Problem:
Return all of the material exactly; no line may be dropped.

Collected material:
- Opening Delimiter -

PR #2286, opened 2019-09-26
Address future D412 cases.

MarkusPiotrowski:
This pull request is related to PR #2230. Recent releases of `pydocstyle` do recognize more section headers by using additional keywords. This will bring up some new `D412` issues (no blank lines allowed between a section header and its content) and many new `D413` issues (no blank lines allowed between a section header and its content. However, `D413` was just removed from the `pep257` convention that we are using (https://github.com/PyCQA/pydocstyle/pull/404).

- Closing Delimiter -

Reply to the task:
PR #2286, opened 2019-09-26
Address future D412 cases.

MarkusPiotrowski:
This pull request is related to PR #2230. Recent releases of `pydocstyle` do recognize more section headers by using additional keywords. This will bring up some new `D412` issues (no blank lines allowed between a section header and its content) and many new `D413` issues (no blank lines allowed between a section header and its content. However, `D413` was just removed from the `pep257` convention that we are using (https://github.com/PyCQA/pydocstyle/pull/404).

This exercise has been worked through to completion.